The answer should be one number: the count of lines in the listing below with "still" in them.

···

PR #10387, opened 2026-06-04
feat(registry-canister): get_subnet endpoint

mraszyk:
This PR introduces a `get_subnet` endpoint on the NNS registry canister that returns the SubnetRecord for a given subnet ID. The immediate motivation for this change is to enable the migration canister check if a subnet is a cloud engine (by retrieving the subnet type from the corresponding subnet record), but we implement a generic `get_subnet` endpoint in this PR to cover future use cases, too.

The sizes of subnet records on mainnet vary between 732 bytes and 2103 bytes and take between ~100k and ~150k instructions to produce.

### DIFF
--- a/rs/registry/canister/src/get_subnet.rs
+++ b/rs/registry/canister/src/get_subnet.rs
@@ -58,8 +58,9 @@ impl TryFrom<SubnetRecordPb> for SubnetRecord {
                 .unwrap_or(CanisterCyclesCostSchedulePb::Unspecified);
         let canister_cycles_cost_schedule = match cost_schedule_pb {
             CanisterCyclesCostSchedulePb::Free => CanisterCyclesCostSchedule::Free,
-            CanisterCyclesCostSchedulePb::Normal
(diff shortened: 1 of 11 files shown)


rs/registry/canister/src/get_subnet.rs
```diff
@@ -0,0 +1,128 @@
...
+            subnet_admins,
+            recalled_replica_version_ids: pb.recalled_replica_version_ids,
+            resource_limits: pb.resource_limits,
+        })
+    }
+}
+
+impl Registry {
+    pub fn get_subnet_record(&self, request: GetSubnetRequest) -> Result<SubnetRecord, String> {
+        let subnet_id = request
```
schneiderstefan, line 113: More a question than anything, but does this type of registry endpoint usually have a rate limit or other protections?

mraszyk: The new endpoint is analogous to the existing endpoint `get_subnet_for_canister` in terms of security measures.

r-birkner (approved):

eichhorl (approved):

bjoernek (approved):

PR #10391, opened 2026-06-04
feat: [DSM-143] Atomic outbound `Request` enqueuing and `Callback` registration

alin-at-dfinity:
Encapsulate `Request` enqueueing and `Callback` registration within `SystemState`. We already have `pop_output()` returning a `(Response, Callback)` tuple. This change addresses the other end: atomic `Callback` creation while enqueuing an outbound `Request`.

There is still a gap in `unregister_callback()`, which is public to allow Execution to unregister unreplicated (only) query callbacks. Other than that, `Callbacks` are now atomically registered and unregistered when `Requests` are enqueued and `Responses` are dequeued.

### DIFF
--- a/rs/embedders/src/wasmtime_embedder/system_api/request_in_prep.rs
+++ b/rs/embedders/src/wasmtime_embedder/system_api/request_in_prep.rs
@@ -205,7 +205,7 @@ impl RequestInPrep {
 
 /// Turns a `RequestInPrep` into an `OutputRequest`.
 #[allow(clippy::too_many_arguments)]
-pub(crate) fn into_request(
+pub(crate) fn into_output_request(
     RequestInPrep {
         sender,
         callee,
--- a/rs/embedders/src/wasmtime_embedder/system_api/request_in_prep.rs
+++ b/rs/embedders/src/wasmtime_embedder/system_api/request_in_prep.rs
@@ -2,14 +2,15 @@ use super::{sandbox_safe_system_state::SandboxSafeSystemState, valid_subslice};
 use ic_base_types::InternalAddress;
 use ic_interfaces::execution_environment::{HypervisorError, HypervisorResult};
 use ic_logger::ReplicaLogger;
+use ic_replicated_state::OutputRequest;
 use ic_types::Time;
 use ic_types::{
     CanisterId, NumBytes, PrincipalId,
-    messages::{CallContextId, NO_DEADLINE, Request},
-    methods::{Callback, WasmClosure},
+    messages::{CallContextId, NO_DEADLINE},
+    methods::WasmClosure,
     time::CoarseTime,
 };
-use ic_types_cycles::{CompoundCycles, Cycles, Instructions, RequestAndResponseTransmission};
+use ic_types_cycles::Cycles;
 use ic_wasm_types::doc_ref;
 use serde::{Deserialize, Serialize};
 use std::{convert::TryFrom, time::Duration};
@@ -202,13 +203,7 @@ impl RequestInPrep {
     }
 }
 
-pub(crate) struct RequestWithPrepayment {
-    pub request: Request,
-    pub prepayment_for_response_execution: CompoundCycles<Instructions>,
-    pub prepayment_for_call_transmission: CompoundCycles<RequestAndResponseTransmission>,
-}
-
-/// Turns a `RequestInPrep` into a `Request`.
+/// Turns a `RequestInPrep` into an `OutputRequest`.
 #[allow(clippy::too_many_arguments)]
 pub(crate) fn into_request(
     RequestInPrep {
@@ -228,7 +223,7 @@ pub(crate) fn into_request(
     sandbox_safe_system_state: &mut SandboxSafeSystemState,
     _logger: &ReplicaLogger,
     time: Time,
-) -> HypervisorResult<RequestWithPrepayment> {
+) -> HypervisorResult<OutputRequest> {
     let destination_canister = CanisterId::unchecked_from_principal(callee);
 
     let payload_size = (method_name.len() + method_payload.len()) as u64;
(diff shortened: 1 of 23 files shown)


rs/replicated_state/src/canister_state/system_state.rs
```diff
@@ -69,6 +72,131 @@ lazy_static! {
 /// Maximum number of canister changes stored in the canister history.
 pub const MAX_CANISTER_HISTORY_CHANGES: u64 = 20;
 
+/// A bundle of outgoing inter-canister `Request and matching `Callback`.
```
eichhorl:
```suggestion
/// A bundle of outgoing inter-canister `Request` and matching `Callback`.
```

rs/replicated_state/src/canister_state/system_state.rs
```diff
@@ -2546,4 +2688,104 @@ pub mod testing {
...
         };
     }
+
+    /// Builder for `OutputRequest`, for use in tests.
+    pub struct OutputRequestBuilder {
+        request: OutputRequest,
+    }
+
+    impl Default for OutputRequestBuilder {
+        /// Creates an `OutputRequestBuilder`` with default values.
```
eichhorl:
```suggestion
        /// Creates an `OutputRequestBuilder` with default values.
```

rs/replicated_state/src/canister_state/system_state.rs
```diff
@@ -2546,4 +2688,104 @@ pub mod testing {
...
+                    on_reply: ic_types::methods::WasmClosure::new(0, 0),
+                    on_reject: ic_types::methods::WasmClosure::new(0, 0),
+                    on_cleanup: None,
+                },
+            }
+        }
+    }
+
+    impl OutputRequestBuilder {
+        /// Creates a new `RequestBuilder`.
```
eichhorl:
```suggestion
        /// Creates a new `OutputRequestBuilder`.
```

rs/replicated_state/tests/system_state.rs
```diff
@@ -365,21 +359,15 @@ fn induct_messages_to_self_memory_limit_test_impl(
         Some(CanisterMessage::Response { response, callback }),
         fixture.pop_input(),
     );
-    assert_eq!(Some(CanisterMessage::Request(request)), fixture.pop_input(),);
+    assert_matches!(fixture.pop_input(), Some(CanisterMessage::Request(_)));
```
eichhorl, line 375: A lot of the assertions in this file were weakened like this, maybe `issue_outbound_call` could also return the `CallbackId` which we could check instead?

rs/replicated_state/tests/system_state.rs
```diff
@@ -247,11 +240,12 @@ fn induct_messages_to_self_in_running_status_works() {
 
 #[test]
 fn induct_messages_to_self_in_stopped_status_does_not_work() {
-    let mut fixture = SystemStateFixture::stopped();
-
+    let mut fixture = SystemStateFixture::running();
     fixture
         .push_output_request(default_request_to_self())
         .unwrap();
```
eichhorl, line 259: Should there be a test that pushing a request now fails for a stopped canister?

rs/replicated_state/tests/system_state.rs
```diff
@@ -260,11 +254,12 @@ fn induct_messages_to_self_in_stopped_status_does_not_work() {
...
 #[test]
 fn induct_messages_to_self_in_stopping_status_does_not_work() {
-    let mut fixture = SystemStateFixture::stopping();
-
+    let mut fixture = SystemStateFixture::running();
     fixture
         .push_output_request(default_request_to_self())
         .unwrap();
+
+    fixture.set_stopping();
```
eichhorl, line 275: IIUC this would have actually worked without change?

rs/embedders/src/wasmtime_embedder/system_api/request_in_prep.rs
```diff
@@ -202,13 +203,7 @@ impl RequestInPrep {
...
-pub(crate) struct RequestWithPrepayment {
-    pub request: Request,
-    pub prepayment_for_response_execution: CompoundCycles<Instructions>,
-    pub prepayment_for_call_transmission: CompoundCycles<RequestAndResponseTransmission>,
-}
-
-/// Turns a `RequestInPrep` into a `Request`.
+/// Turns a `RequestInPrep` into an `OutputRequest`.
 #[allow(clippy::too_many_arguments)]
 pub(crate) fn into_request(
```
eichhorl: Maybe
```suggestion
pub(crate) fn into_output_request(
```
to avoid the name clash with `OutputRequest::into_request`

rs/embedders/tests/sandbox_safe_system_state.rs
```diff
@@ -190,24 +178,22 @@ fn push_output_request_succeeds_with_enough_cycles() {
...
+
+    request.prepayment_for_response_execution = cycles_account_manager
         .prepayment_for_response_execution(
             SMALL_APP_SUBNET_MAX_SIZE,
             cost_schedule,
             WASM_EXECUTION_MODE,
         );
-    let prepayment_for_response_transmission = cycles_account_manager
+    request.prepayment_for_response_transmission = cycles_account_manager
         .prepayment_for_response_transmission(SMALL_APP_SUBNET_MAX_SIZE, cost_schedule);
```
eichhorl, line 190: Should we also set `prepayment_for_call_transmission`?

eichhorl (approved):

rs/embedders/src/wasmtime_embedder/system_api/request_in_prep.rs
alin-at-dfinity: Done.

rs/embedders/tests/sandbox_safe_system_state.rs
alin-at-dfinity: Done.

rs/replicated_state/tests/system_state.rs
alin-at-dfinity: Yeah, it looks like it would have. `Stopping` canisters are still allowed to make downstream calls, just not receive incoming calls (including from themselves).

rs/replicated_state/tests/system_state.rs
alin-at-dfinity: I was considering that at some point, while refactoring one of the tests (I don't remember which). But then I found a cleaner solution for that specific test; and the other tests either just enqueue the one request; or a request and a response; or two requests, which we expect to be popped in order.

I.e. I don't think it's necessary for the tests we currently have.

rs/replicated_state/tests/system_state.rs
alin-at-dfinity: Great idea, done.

···

■ **EXERCISE RESPONSE**
2